Probability Theory: The Logic of Science , E. T.Jaynes Cambridge U. Press, New York, 2003. $65.00 (727 pp.). ISBN 0-521-59271-2

Forty years ago, I read a review by Edwin Jaynes. In it, he highly recommended a little book by Richard Cox, The Algebra of Probable Inference (Johns Hopkins U. Press, 1961). Cox’s book transformed my view of probability theory and enriched my career as a physicist, and Jaynes’s Probability Theory , which takes Cox’s work as a foundation piece, can do the same for readers today.

Probability theorists can be divided into two schools: the frequency school and the degree-of-belief school. Jaynes belongs to a subclass that I would call the “objective degree-of-belief” school. A probability P (A|B) is taken to denote the rational degree of belief that proposition A is true given the information in statement B. The probability is a numerical measure of plausibility, and the number is arrived at by objective methods. Much as Cox did, Jaynes conceives of “probability theory as extended logic,” a consistent and powerful method of drawing inferences from information that is too meager to permit deductions.

Of course, frequencies play a significant role, but they are not the defining element of Jaynes’s system. Rather, probabilities in his sense enable one to estimate observable frequencies and to calculate other traditional statistical items, such as confidence intervals. Broadly speaking, all topics that arise in orthodox statistics appear in Jaynes’s framework but are seen by him in a different light. Derivations and logical status are also different. Moreover, Jaynes’s derivations are typically far more compelling than those in orthodox statistics, in part because they emerge from the systematic application of a single Bayesian principle.

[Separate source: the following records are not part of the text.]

PR #1437, opened 2021-06-16
WDR-44 Added word breaking rule to filter id column

kubama:
This addresses filters table issue reported in WDR-44.

Regarding the reported dropdown issue there is RD-1575 to address it application wide, so I'm not going to fix this as part of this PR.


Gelio (approved):

Gelio:
I did not run it in the UI myself. I assume this actually fixes the problem, the code looks alright :slightly_smiling_face: Seeing a screenshot would provide a better proof, though :smile: Not required, though

PR #1440, opened 2021-06-17
RD-1829 Improve handling of incompatibilities between Resource Filter and Deployments View widgets

Gelio:
This PR implements the new way of interoperability between the Resource Filter and the Deployments View widgets.

The behavior is described in points listed in the following Jira comment: https://cloudifysource.atlassian.net/browse/RD-1829?focusedCommentId=72281. The logic is as follows:

1. If there is no deployment selected (not in Resource Filter or Deployments View), select the first deployment from the table in Deployments View

    1.1. If there are no deployments (“No Results Found”), nothing is selected and there is only that information “No Results Found”. There is no warning now (the warning shown on https://user-images.githubusercontent.com/889383/122370093-1240a000-cf5f-11eb-98bb-e219ea25075d.png was unnecessary)

2. If the user selected a deployment in the Resource Filter widget (no matter whether the user has the “Allow multiple selection” enabled or not)

    2.1. If that deployment is on the current table page, select it

    2.2. If that deployment is on some other table page, select the first deployment in the table and show a warning in the developer console

3. If the user selected multiple deployments in the Resource Filter widget, try to unwrap the selected deployment from the array. If it's not possible, select the first deployment in the table and show a warning in the developer console

To sum up, the Deployments View will override any `deploymentId` picked by the Resource Filter in cases where otherwise there would be an "unknown deployments selected'. There is no user-facing warning, only warnings in the console in those rare scenarios.

Changes to the documentation of the Resource Filter widget are done in https://github.com/cloudify-cosmo/docs.getcloudify.org/pull/1880.

## System tests

https://jenkins.cloudify.co/blue/organizations/jenkins/Stage-UI-System-Test/detail/Stage-UI-System-Test/794/pipeline

Queued 2021-06-17 11:24 CEST

### DIFF
--- a/widgets/common/src/deploymentsView/getSelectedDeployment.ts
+++ b/widgets/common/src/deploymentsView/getSelectedDeployment.ts
@@ -33,12 +33,6 @@ const getSelectedDeployment = (
         id: deploymentIdInContext as string | undefined
     });
 
-    if (!selectedDeployment) {
-        log.warn(
-            'The selected deployment is not visible in the Deployments View table. It will be overridden to the first one in the table'
-        );
-    }
-
     return {
         selectedDeployment,
         fallbackDeployment
--- a/widgets/common/src/deploymentsView/getSelectedDeployment.ts
+++ b/widgets/common/src/deploymentsView/getSelectedDeployment.ts
@@ -1,0 +1,48 @@
+import { find } from 'lodash';
+import type { Deployment } from './types';
+
+interface SelectedDeploymentResult {
+    selectedDeployment: Deployment | undefined;
+    fallbackDeployment: Deployment | undefined;
+}
+
+const getSelectedDeployment = (
+    deploymentIdInContext: Stage.ContextEntries['deploymentId'] | undefined,
+    deployments: Deployment[]
+): SelectedDeploymentResult => {
+    const fallbackDeployment: Deployment | undefined = deployments[0];
+
+    if (Array.isArray(deploymentIdInContext)) {
+        if (deploymentIdInContext.length === 1) {
+            // NOTE: try to work nicely if there is a singleton array
+            return getSelectedDeployment(deploymentIdInContext[0], deployments);
+        }
+
+        log.warn(
+            'The Deployments View widget does not support selecting multiple deployments. ' +
+                'Most likely you are using a Resource Filter widget alongside it and the combination is not supported'
+        );
+
+        return {
+            selectedDeployment: undefined,
+            fallbackDeployment
+        };
+    }
+
+    const selectedDeployment = find(deployments, {
+        id: deploymentIdInContext as string | undefined
+    });
+
+    if (!selectedDeployment) {
+        log.warn(
+            'The selected deployment is not visible in the Deployments View table. It will be overridden to the first one in the table'
+        );
+    }
+
+    return {
+        selectedDeployment,
+        fallbackDeployment
+    };
+};
+
+export default getSelectedDeployment;
--- a/test/cypress/integration/widgets/deployments_view_spec.ts
+++ b/test/cypress/integration/widgets/deployments_view_spec.ts
@@ -202,6 +202,12 @@ describe('Deployments View widget', () => {
         });
     });
 
+    it('should select the first visible deployment by default', () => {
+        useDeploymentsViewWidget();
+
+        getDeploymentsViewTable().find('tbody tr:first-of-type.active').should('exist');
+    });
+
     describe('with filters', () => {
         const deploymentNameThatMatchesFilter = `${specPrefix}precious_deployment`;
         const filterId = 'only-precious';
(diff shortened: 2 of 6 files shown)


kubama (dismissed):

widgets/common/src/deploymentsView/getSelectedDeployment.ts
```diff
@@ -0,0 +1,48 @@
...
+
+    const selectedDeployment = find(deployments, {
+        id: deploymentIdInContext as string | undefined
+    });
+
+    if (!selectedDeployment) {
+        log.warn(
+            'The selected deployment is not visible in the Deployments View table. It will be overridden to the first one in the table'
+        );
+    }
```
Gelio, line 40: Maybe it makes sense to move this `if` to the place where `toolbox.setContext('deploymentId', fallbackDeployment)` is called in `DeploymentsView.tsx`. This way it's closer to where the actual overriding happens :thinking:

Gelio:
I have encountered an error in `filters_spec` https://jenkins.cloudify.co/blue/organizations/jenkins/Stage-UI-System-Test/detail/Stage-UI-System-Test/794/tests:

image

Looks like yet another flaky test :thinking: It comes from the following line of code:
https://github.com/cloudify-cosmo/cloudify-stage/blob/56fc44a5d35497aee62115376b24edf3103e2da2/test/cypress/integration/widgets/filters_spec.ts#L458

I will report a ticket for that. I doubt it's related to this PR, so I assume this PR is mergeable

widgets/common/src/deploymentsView/getSelectedDeployment.ts
```diff
@@ -0,0 +1,48 @@
...
+    fallbackDeployment: Deployment | undefined;
+}
+
+const getSelectedDeployment = (
+    deploymentIdInContext: Stage.ContextEntries['deploymentId'] | undefined,
+    deployments: Deployment[]
+): SelectedDeploymentResult => {
+    const fallbackDeployment: Deployment | undefined = deployments[0];
+
+    if (Array.isArray(deploymentIdInContext)) {
```
qooban, line 15: Optional:

I didn't analyse deeply the code, but maybe we can avoid that if and simplify the code by using `castArray` from `lodash`? Just wondering, I'm not sure.

widgets/common/src/deploymentsView/getSelectedDeployment.ts
qooban: Seems reasonable.

qooban (approved):
Looks good. 

Minor optional comment added.

qooban:
> EDIT: I have reported RD-2632 for that failure. Let's see if it fails in CI too

I'm working on it.

widgets/common/src/deploymentsView/getSelectedDeployment.ts
Gelio: Hmm I don't see how we would then detect if there are multiple items in the array. By doing `castArray(arr)[0]` we are not handling separately the case when there are 2 or more elements.

This existing logic handles that and sets `deploymentId` in the context to be a single, first item, rather than ignore this case.

I like this kind of precision :slightly_smiling_face: At the moment, it does not have any user-facing consequences, since the Resource Filter widget does not read `deploymentId` from the context when it shows what is selected in the _Deployment_ filter :worried: It only reads it initially https://github.com/cloudify-cosmo/cloudify-stage/blob/56fc44a5d35497aee62115376b24edf3103e2da2/widgets/filter/src/Filter.tsx#L20-L23

I suppose if we fixed that widget to not have its own copy of the context, then with the logic I provided, the user would not be allowed to pick more than a single item, which IMO makes sense. I am not creating a ticket for it, since we are doing less and less with that widget, so I don't think it's worth the effort :smile: 

To sum up, not using `castArray` gives us more precision that I like, which is why I would leave the code as-is :slightly_smiling_face:

widgets/common/src/deploymentsView/getSelectedDeployment.ts
Gelio: Thanks for confirming :+1: Done :slightly_smiling_face:

kubama (approved):

widgets/common/src/deploymentsView/getSelectedDeployment.ts
qooban: OK, I'm not arguing, I did not analyse the code deeply 👍🏻

qooban (approved):

widgets/common/src/deploymentsView/getSelectedDeployment.ts
Gelio: No worries :smile: I wanted to provide all the details about why I made this decision so you hopefully have full information :slightly_smiling_face: I can provide less next time if my tone was too argumentative :sweat_smile:

Gelio:
Thanks for re-reviews :+1: I'll merge the PR as soon as CI passes.

I will raise another PR with README updates from https://github.com/cloudify-cosmo/docs.getcloudify.org/pull/1880 and merge it after https://github.com/cloudify-cosmo/docs.getcloudify.org/pull/1880 is merged :slightly_smiling_face:

widgets/common/src/deploymentsView/getSelectedDeployment.ts
qooban: No, no, all fine 🙂 I appreciate detailed answer 👍🏻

In case readers of this review are skeptical about whether degree of belief can provide an adequate concept for probability theory in physics, let me note that both Cox and Jaynes were physicists who did both experiments and theory. In addition, Erwin Schrödinger espoused such a view of probability theory—and so did the geophysicist Sir Harold Jeffreys.

Jaynes worked on radar during World War II. He wrote his thesis on ferroelectricity under Eugene Wigner at Princeton University and then spent a decade on the faculty at Stanford University. He spent the long remainder of his life at Washington University in St. Louis, Missouri. His book emerged from 40 years of exploration in probability theory; thus the range of topics is extensive—dauntingly so for a reviewer. Chapters 1 and 2 lay the foundations of probability theory as logic; the 600 remaining pages cover diverse content: Sampling theory, hypothesis testing, parameter estimation, sufficient statistics, probability and frequency in repetitive experiments, the maximum entropy principle, ignorance priors, decision theory, principles and pathology of orthodox statistics, physical measurement, and model comparison are examples of the topics covered.

Clearly, no systematic review of this book is possible in a few columns of print. Instead, let me mention three aspects that I found notable. First, the use of “prior” probability distributions to encapsulate initial information is characteristic of Bayesian probability theory. Too often, such priors emerge as unnormalizable probability distributions. Jaynes confronts extensively the task of determining priors and discusses forthrightly the problem of normalizability.

Second, Jaynes’s digressions and opinions add spice. He had a reputation for strong opinions, and he does not hide his sentiments in this book. I particularly enjoyed his remark about Rudolf Carnap: “But he suffered from one of the standard occupational diseases of philosophers; his exposition wanders off into abstract symbolic logic without ever considering a specific real example.”

The third notable aspect is that the book is a tapestry of two interwoven themes: a critique of orthodox statistics and an exposition of Jaynes’s version of Bayesian probability theory. The combination produces hard reading for the inexperienced. However, for those with some background in any form of probability theory, the mixture is both illuminating and entertaining.

In part, Jaynes proposes to show that Bayesian methods reproduce the best in orthodox statistics and eliminate the dubious or flawed. He approaches that goal by way of examples. Therein lies a great strength: Rather than presenting a mere clash of ideologies, Jaynes offers readers a comparison of competing results. Should one accept all of Jaynes’s claims at face value? No. But in more than 600 pages of careful reading, I quarreled with only a handful of assertions.

When Jaynes died in 1998, he left the incomplete manuscript of his book to be prepared for publication by a former student, G. Larry Bretthorst, who has done a fine job editing it. In his preface, Jaynes expresses hope that the book will serve as either a textbook or a reference work. I am skeptical about both uses. The book lacks the economy of presentation that distinguishes a good textbook. Jaynes’s work is useful as a reference for those who are already converted and experienced, but not for the uninitiated—and harried—researcher. The investment of time to get through preliminaries would be prohibitive.

In the context of Physics Today’s readership, the actual audience is more likely to consist of graduate students with an intellectual curiosity about probability theory or faculty members with the luxury of a sabbatical in which to immerse themselves in a new way of approaching statistical problems. For both groups, the rewards of reading Probability Theory can be immense.